[EXERCISE DATA]:
□ □ □

PR #3309, opened 2022-08-30
Pass the Application Note to the BE and save to the DB

### LINKED ISSUE #3020: Status Tracking: Data modeling for status changes

### LINKED ISSUE #3264: Status Tracking: Receive Note Change FE request and save to DB

shanemc-goog:
### Description

Save the Application Note into the database.

Add an Id and name to the existing UI elements and have the Controller/Service save it as an ApplicationEvent.

## Release notes:

Program Application Notes are now saved into the database. 

### Checklist

### Issue(s)

Addresses #3020 #3264

### DIFF
--- a/server/app/controllers/admin/AdminApplicationController.java
+++ b/server/app/controllers/admin/AdminApplicationController.java
@@ -2,6 +2,7 @@ package controllers.admin;
 
 import static com.google.common.base.Preconditions.checkNotNull;
 import static views.admin.programs.ProgramApplicationView.NEW_STATUS;
+import static views.admin.programs.ProgramApplicationView.NOTE;
 import static views.admin.programs.ProgramApplicationView.SEND_EMAIL;
 
 import annotations.BindingAnnotations.Now;
@@ -403,10 +404,21 @@ public final class AdminApplicationController extends CiviFormController {
     if (!applicationMaybe.isPresent()) {
       return notFound(String.format("Application %d does not exist.", applicationId));
     }
+    Application application = applicationMaybe.get();
 
-    // TODO(#3020): Actually edit the note rather than unconditionally returning success.
-    return redirect(
-            routes.AdminApplicationController.show(programId, applicationMaybe.get().id).url())
+    Map<String, String> formData = formFactory.form().bindFromRequest(request).rawData();
+    Optional<String> maybeNote = Optional.ofNullable(formData.get(NOTE));
+    if (maybeNote.isEmpty()) {
+      return badRequest("A note is not present.");
+    }
+    String note = maybeNote.get();
+
+    programAdminApplicationService.setNote(
+        application,
+        ApplicationEventDetails.NoteEvent.create(note),
+        profileUtils.currentUserProfile(request).get().getAccount().join());
+
+    return redirect(routes.AdminApplicationController.show(programId, application.id).url())
         .flashing("success", "Application note updated");
   }
 
--- a/server/app/services/applications/ProgramAdminApplicationService.java
+++ b/server/app/services/applications/ProgramAdminApplicationService.java
@@ -59,9 +59,7 @@ public final class ProgramAdminApplicationService {
             .setEventType(ApplicationEventDetails.Type.STATUS_CHANGE)
             .setStatusEvent(newStatus)
             .build();
-    ApplicationEvent event =
-        new ApplicationEvent(
-            application, admin, ApplicationEventDetails.Type.STATUS_CHANGE, details);
+    ApplicationEvent event = new ApplicationEvent(application, admin, details);
     eventRepository.insertSync(event);
   }
 
@@ -76,8 +74,7 @@ public final class ProgramAdminApplicationService {
             .setEventType(ApplicationEventDetails.Type.NOTE_CHANGE)
             .setNoteEvent(note)
             .build();
-    ApplicationEvent event =
-        new ApplicationEvent(application, admin, ApplicationEventDetails.Type.NOTE_CHANGE, details);
+    ApplicationEvent event = new ApplicationEvent(application, admin, details);
     eventRepository.insertSync(event);
   }
 }
--- a/server/app/services/applications/ProgramAdminApplicationService.java
+++ b/server/app/services/applications/ProgramAdminApplicationService.java
@@ -49,7 +49,7 @@ public final class ProgramAdminApplicationService {
   }
 
   /**
-   * Saves a new {@link ApplicationEventDetails.Type.STATUS_CHANGE} event.
+   * Sets the status on the {@code Application}.
    *
    * @param admin The Account that instigated the change.
    */
@@ -66,7 +66,7 @@ public final class ProgramAdminApplicationService {
   }
 
   /**
-   * Saves a new {@link ApplicationEventDetails.Type.NOTE_CHANGE} event.
+   * Sets the note on the {@code Application}.
    *
    * @param admin The Account that instigated the change.
    */
--- a/server/app/services/applications/ProgramAdminApplicationService.java
+++ b/server/app/services/applications/ProgramAdminApplicationService.java
@@ -10,6 +10,7 @@ import models.ApplicationEvent;
 import repository.ApplicationEventRepository;
 import repository.ApplicationRepository;
 import services.application.ApplicationEventDetails;
+import services.application.ApplicationEventDetails.NoteEvent;
 import services.application.ApplicationEventDetails.StatusEvent;
 import services.program.ProgramDefinition;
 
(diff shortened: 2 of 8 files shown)


server/app/controllers/admin/AdminApplicationController.java
```diff
@@ -2,6 +2,7 @@
 
 import static com.google.common.base.Preconditions.checkNotNull;
 import static views.admin.programs.ProgramApplicationView.NEW_STATUS;
+import static views.admin.programs.ProgramApplicationView.NOTE;
```
clouser2, line 5: Leaving comment here for general PR description: This doesn't address all of the open TODOs in #3020, so I'd recommend not marking it as fixing the issue. For example, the changes in PR #3306 will be required first.

In that PR, I repointed the "show the current note" TODOs against #3264, so I'd also suggest not marking this as fixing that issue. I couldn't find an issue in the status tracking tracker that was along the lines of "show the current note" that would be appropriate to point it against. I'd honestly just use #3264 for that, since setting an application note and being able to observe the changes seems like the smallest useful unit for a user.

Totally fine as a separate PR if you'd prefer, I'd just suggest not marking this PR as fixing the issues since there's still remaining work.

server/app/services/applications/ProgramAdminApplicationService.java
```diff
@@ -58,4 +64,20 @@ public void setStatus(Application application, StatusEvent newStatus, Account ad
             application, admin, ApplicationEventDetails.Type.STATUS_CHANGE, details);
     eventRepository.insertSync(event);
   }
+
+  /**
+   * Saves a new {@link ApplicationEventDetails.Type.NOTE_CHANGE} event.
+   *
+   * @param admin The Account that instigated the change.
+   */
+  public void setNote(Application application, NoteEvent note, Account admin) {
```
clouser2, line 73: Not blocking: Reading the docstring next to the method name is a bit incongrous (docstring=Saves a new and methodname=setNote). setNote implies there's a single note, while we model it as a new event of a given type. The UI will only display the latest note (at least as I understand). That said, at the service level, it feels like we're tying the method name to that implementation a little too strongly.

server/app/services/applications/ProgramAdminApplicationService.java
```diff
@@ -58,4 +64,20 @@ public void setStatus(Application application, StatusEvent newStatus, Account ad
...
+    ApplicationEventDetails details =
+        ApplicationEventDetails.builder()
+            .setEventType(ApplicationEventDetails.Type.NOTE_CHANGE)
+            .setNoteEvent(note)
+            .build();
+    ApplicationEvent event =
+        new ApplicationEvent(application, admin, ApplicationEventDetails.Type.NOTE_CHANGE, details);
```
clouser2, line 80: Didn't notice originally, but why do we have to specify the ApplicationEventDetails.Type both in the ApplicationEventDetails builder as well as the ApplicationEvent constructor? Could we remove the argument from the constructor and instead infer it from the provided details? That would cut out a class of potential mismatch errors that might come our way and simplify usage.

server/app/views/admin/programs/ProgramApplicationView.java
```diff
@@ -269,17 +270,24 @@ private Modal renderUpdateNoteConfirmationModal(
       long programId, Application application, Http.Request request) {
     ButtonTag triggerButton =
         makeSvgTextButton("Edit note", Icons.EDIT).withClasses(AdminStyles.TERTIARY_BUTTON_STYLES);
+    // Give each form a unique id based on the application.
+    String formId = String.format("note-form-%d", application.id);
```
clouser2, line 274: If we're not selecting based on this ID anywhere, trying to make it human readable doesn't provide a lot of benefit in my opinion. It also makes it potentially more likely to run into conflicts if we were to either 1) copy/paste or 2) Have a similar element with the same name elsewhere in the DOM. Both of these are unlikely, obviously.

That said, if it doesn't need to have human-readable meaning, I'd prefer making that explicit through initializing the form with a random ID.

We could use a random UUID. It'd make sense in my opinion to pull Modal.randomModalId() into a helper function in something in app/views for this purpose.

server/test/controllers/admin/AdminApplicationControllerTest.java
```diff
@@ -363,6 +363,55 @@ public void updateNote_notAdmin() throws Exception {
...
+    // Execute.
+    Result result = controller.updateNote(request, program.id, application.id);
+
+    // Verify.
+    assertThat(result.status()).isEqualTo(BAD_REQUEST);
+    assertThat(contentAsString(result)).contains("A note is not present");
+  }
+
+  @Test
+  public void updateNote_succeeds() throws Exception {
```
clouser2, line 386: Mind adding a test with a note of the empty string "" succeeding? I think supporting this is definitely desirable since it's effectively "clearing" any existing notes. I just think it'll be helpful to have a test case that confirms explicit support for that value (and that it's not, for example, treated as a bad request).

clouser2 (changes requested):

server/app/controllers/admin/AdminApplicationController.java
shanemc-goog: I don't believe having Fixes closes the Issue, It's more as "This addresses issue X".

AFAIK our Fixes section is just self-imposed organization we have created similar to the Release Notes section and the checklist.  It's meaningless aside from humans who read it.

server/app/services/applications/ProgramAdminApplicationService.java
shanemc-goog: They both have different utility, one is at the database level to query on, the other is that I think it's reasonable to want to pass the Details object rather than the entire Event.  I might be wrong there, but felt better to start with than add subsequently.

server/app/controllers/admin/AdminApplicationController.java
clouser2: I don't think that's quite correct. Empirically, GitHub closes issues prefixed with the "Fixes" keyword, I've made use of this in many PRs. To just reference another issue, not prefixing with "Fixes" does the trick (https://docs.github.com/en/issues/tracking-your-work-with-issues/linking-a-pull-request-to-an-issue#linking-a-pull-request-to-an-issue-using-a-keyword).

I've observed this behavior with PRs. See https://github.com/civiform/civiform/pull/3289 for an example where the issue was automatically marked as fixed once the merge had completed and https://github.com/civiform/civiform/pull/3207 for an example where the issue didn't have the "Fixes" prefix and was still referenced (but not closed).

server/app/services/applications/ProgramAdminApplicationService.java
clouser2: Put another way, is there ever a case where we expect the two to mismatch? If not, then I don't see the need for it in the constructor. EBean's population of an ApplicationEvent won't use the constructor, I don't believe. It will instead use the provided getters/setters. Constructor initialization is only for our application code, where I don't think there's a need to specify them separately.

server/app/services/applications/ProgramAdminApplicationService.java
shanemc-goog: At some layer we should be imposing business logic on top of the data and I think that's appropriate in the Service layer as it's the lowest non database oriented layer.

There is logically 1 active status or note, there are also historical ones that the Service may later reveal to the a Controller.

As you've brought up before, we don't have great lines as such, often using the data class directly in controllers, but I don't think that is a good thing to not try to impost the business logic of viewing the database in a Service.

Thoughts?

server/app/controllers/admin/AdminApplicationController.java
shanemc-goog: Ah confusing.  Seemingly you can't get it right if two parallel PRs address an Issue and collectively fix it.

updated

server/app/services/applications/ProgramAdminApplicationService.java
shanemc-goog: Ah sorry, I missed the second infer part of your original comment, remove the param in the ctor.

server/app/views/admin/programs/ProgramApplicationView.java
shanemc-goog: Done. Modal is already here so used it directly.

server/test/controllers/admin/AdminApplicationControllerTest.java
shanemc-goog: agreed and done!

clouser2 (approved):
Looks good!

server/app/services/applications/ProgramAdminApplicationService.java
shanemc-goog: Hmm, that's a good approach, at least we can _try_ to enforce business logic through methods and their docs.

I'd prefer to do that in a separate PR though.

□ □ □

[HOW TO COMPLETE THIS TASK]: Each line of the records above that includes the string "database" should be counted. Report the total alone.

[RESULT OF THE TASK]: 5